Friends dropped over last weekend with a (liter) bottle of the 2010 Berger Gruner Veltliner, that delicious little everyday slurpmeister that everyone can love. The '10's as good as any bottle has ever been. Another friend brought a bottle of 2006 Three Blondes Gewurztraminer, I think it was a Washington wine. All the winos regarded the silly name and label with fear, and then good manners prevailed and we opened it. It was oxidized! You've never seen a bunch of people more relieved in your life--no desperate search for nice words, no well-intentioned damning with faint praise, we didn't have to drink it at all! Bub-bye!
As that day wore on we got into the more serious stuff. Out of my cellar came a 2001 Karl Lawrence cabernet, a 2001 Dehlinger Syrah, and a 2005 Dunham Artist Label Merlot (Dunham's artist labels are small lots and winery-sales only). The Karl was a stunner, and it truly impressed this crowd of Europhiles. It's aging beautifully but still has a lot of primary flavors. If you own them, this is a good time to drink one but there's no rush. The Dehlinger is very dry and got mixed marks from the crowd. It's black and strange like unsweetened licorice, perhaps even a bit green beyond green olives, which it definitely shows, drinkable but aloof.

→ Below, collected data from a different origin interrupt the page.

PR #55, opened 2025-11-24
Add client credentials conformance tests (JWT and Basic auth)

pcarleton:
## Summary

Adds two new conformance test scenarios for SEP-1046 OAuth client_credentials flow:

- **`auth/client-credentials-jwt`**: Tests client_credentials grant with `private_key_jwt` authentication (RFC 7523 Section 2.2)
- **`auth/client-credentials-basic`**: Tests client_credentials grant with `client_secret_basic` authentication

### Well-known test credentials

Both scenarios use well-known test credentials that SDK implementations should use:

**For JWT (private_key_jwt):**
- Client ID: `conformance-test-client`
- EC P-256 private key (in conformance client implementations)
- Public key JWK is in `client-credentials.ts`

**For Basic auth (client_secret_basic):**
- Client ID: `conformance-test-client`  
- Client Secret: `conformance-test-secret`

### Changes

- Add `ClientCredentialsJwtScenario` - verifies JWT assertion signature and claims
- Add `ClientCredentialsBasicScenario` - verifies HTTP Basic auth header
- Extend `createAuthServer` to pass Authorization header to `onTokenRequest` callback
- Update `mockTokenVerifier` to accept `cc-token-*` prefix

### Note

The existing TypeScript test client uses authorization_code flow, so these scenarios will fail with it. SDK implementations need to add client_credentials support to pass these tests.

### DIFF
--- a/src/scenarios/client/auth/client-credentials.ts
+++ b/src/scenarios/client/auth/client-credentials.ts
@@ -103,6 +103,28 @@ export class ClientCredentialsJwtScenario implements Scenario {
             clockTolerance: 30
           });
 
+          // Verify iss claim matches expected client_id
+          if (payload.iss !== CONFORMANCE_TEST_CLIENT_ID) {
+            this.checks.push({
+              id: 'client-credentials-jwt-iss',
+              name: 'ClientCredentialsJwtIss',
+              description: `JWT iss claim '${payload.iss}' does not match expected client_id '${CONFORMANCE_TEST_CLIENT_ID}'`,
+              status: 'FAILURE',
+              timestamp,
+              specReferences: [SpecReferences.RFC_JWT_CLIENT_AUTH],
+              details: {
+                expected: CONFORMANCE_TEST_CLIENT_ID,
+                actual: payload.iss
+              }
+            });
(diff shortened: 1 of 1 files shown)


src/scenarios/client/auth/client-credentials.ts
```diff
@@ -0,0 +1,378 @@
...
+        // Verify JWT signature and claims using the generated public key
+        try {
+          // Per RFC 7523bis, audience MUST be the issuer identifier
+          const { payload } = await jose.jwtVerify(clientAssertion, publicKey, {
+            audience: issuerUrl,
+            clockTolerance: 30
+          });
+
+          // Verify sub claim matches expected client_id
+          if (payload.sub !== CONFORMANCE_TEST_CLIENT_ID) {
```
felixweinberger, line 129: nit: Should we assert on `payload.iss` as well?

Looks like `iss` is required by this RFC: https://datatracker.ietf.org/doc/html/rfc7523#section-3

pcarleton: ah yea good call.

It's the antithesis of what people complain about in California syrah which goes too far in the other direction. Which is no change from the last bottle we opened a few years ago. I have one remaining bottle. Think I'll schedule it out for 2015. Then came the Dunham. Dense, concentrated, lavish, lovely and rather like the Karl in that it's not openly spoofulated but takes full advantage of all it's native, black and blue fruit charms. It's kind of like taking a ride in a Rolls Royce Corniche--you'd never buy one, it's ridiculously expensive, it's ostentatious, but darn do you feel pampered. This is the best domestic merlot I've ever had--thank god not everybody in Washington gave up merlot for syrah.

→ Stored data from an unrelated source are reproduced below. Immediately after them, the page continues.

PR #80, opened 2025-12-15
fix: validate scope checks ran and report overall test status

pcarleton:
## Summary

- Add FAILURE checks to scope scenarios when authorization flow doesn't complete
- Report client timeout and exit errors in test results  
- Add OVERALL: PASSED/FAILED summary at end of test output
- Exit with code 1 on any failure (check failures, client timeout, or exit error)

## Problem

Previously, if the OAuth authorization flow didn't complete (e.g., client timed out or exited with an error before the authorization request reached the server), the scope checks were never triggered and the test would incorrectly report success like "Passed: 6/6, 0 failed".

## Solution

The following scope scenarios now emit a FAILURE if their expected scope check wasn't recorded:
- `ScopeFromWwwAuthenticateScenario`
- `ScopeFromScopesSupportedScenario`  
- `ScopeOmittedWhenUndefinedScenario`

Additionally, `printClientResults` now:
- Accepts optional `clientOutput` to check for timeout/exit errors
- Reports warnings for client timeout or non-zero exit codes
- Shows an overall PASSED/FAILED summary
- Returns `overallFailure` boolean for proper exit code

## Example output (failure case)

```
Test Results:
Passed: 6/7, 1 failed, 0 warnings

⚠️  CLIENT EXITED WITH ERROR (code 1) - Test may be incomplete

Failed Checks:
  - Client scope selection from scopes_supported: Client did not complete authorization flow - scope check could not be performed

❌ OVERALL: FAILED
```

### DIFF
--- a/src/index.ts
+++ b/src/index.ts
@@ -125,7 +125,7 @@ program
           totalFailed += failed;
           totalWarnings += warnings;
 
-          const status = failed === 0 ? '✓' : '✗';
+          const status = failed === 0 && warnings === 0 ? '✓' : '✗';
           const warningStr = warnings > 0 ? `, ${warnings} warnings` : '';
           console.log(
             `${status} ${result.scenario}: ${passed} passed, ${failed} failed${warningStr}`
@@ -145,7 +145,7 @@ program
         console.log(
           `\nTotal: ${totalPassed} passed, ${totalFailed} failed, ${totalWarnings} warnings`
         );
-        process.exit(totalFailed > 0 ? 1 : 0);
+        process.exit(totalFailed > 0 || totalWarnings > 0 ? 1 : 0);
       }
 
       // Require either --scenario or --suite


src/scenarios/client/auth/scope-handling.ts
```diff
@@ -73,6 +73,21 @@ export class ScopeFromWwwAuthenticateScenario implements Scenario {
   }
 
   getChecks(): ConformanceCheck[] {
+    // Emit failure check if expected scope check didn't run
+    const hasScopeCheck = this.checks.some(
+      (c) => c.id === 'scope-from-www-authenticate'
+    );
+    if (!hasScopeCheck) {
+      this.checks.push({
```
felixweinberger, line 81: nit: mutations in a `getSomething` might be slightly weird, but I deduplication above makes it idempotent at least.

src/index.ts
```diff
@@ -173,8 +173,12 @@ program
         timeout
       );
 
-      const { failed } = printClientResults(result.checks, verbose);
-      process.exit(failed > 0 ? 1 : 0);
+      const { overallFailure } = printClientResults(
+        result.checks,
+        verbose,
+        result.clientOutput
```
felixweinberger, line 179: more of a suggestion: IIUC we're only showing these output summaries for single scenarios, could consider doing that for test suites as well.

src/scenarios/client/auth/scope-handling.ts
pcarleton: good callout. i don't love this pattern in general of throwing in failed checks if they're missing. It feels easy to forget, and I'd rather have you decide on the language wherever you're defining the check. like either the checks are fully "in-line", or they're fully after the fact. 

 I will have to think if we can swap in something better here, but will leave this as is for now.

A few nights later some friends came to dinner. It was Anne's birthday and I wanted to cook for her. They brought a 2008 Fenton Herriott Syrah from El Dorado County where I did not expect them to bring any wine at all, so I ditched the champagne I'd planned to open with and went right to the white I'd planned for the artichoke/green olive crostini, a 2007 Fortia Chateneuf-du-Pape Blanc. I loved the wine when I bought it two years ago, and though this was good now I think I should have drunk them younger. It's lost the fresh, floral puff of wind off the top and now relies on it's excellent body and lemon-mineral flavors. After that, with a fresh crab bisque made from Dungeness we catch in our bay, I served a 2010 Fontsainte Gris de Gris rose from the Languedoc. A Kermit Lynch import, this is one of my favorite new (to me) roses of this summer. Rose petals, limestone and a touch of sweet cream give a lot of lift and body to a very dry wine. Only 12.5% alcohol, too. With the roast pork main course, I paired a 2009 Domaine Gramenon Cotes du Rhone Sierra du Sud with the Anne's Fenton Herriott. The Gramenon is 100% syrah, and at $29.99 is a bit spendy for a Cotes du Rhone but only if you think of Cotes du Rhone as being lesser wines. For what's in the bottle, however, it's great value. Mouthfilling flavors of blueberry, boysenberry, tar, and red apple skin, medium-to-full body, with good acidity and tannins. Must buy more. The Fenton Herriott also represented it's origins well. Darker and sweeter than the Gramenon, natch, with blueberry pie and licorice. Not as in-your-face as many of the syrahs of this region can be, but the 14.6% alcohol and odd iodine note tell the rest of the story. Strange, that iodine: I find that often enough in lower/mid-state California pinots, but in a syrah this is new.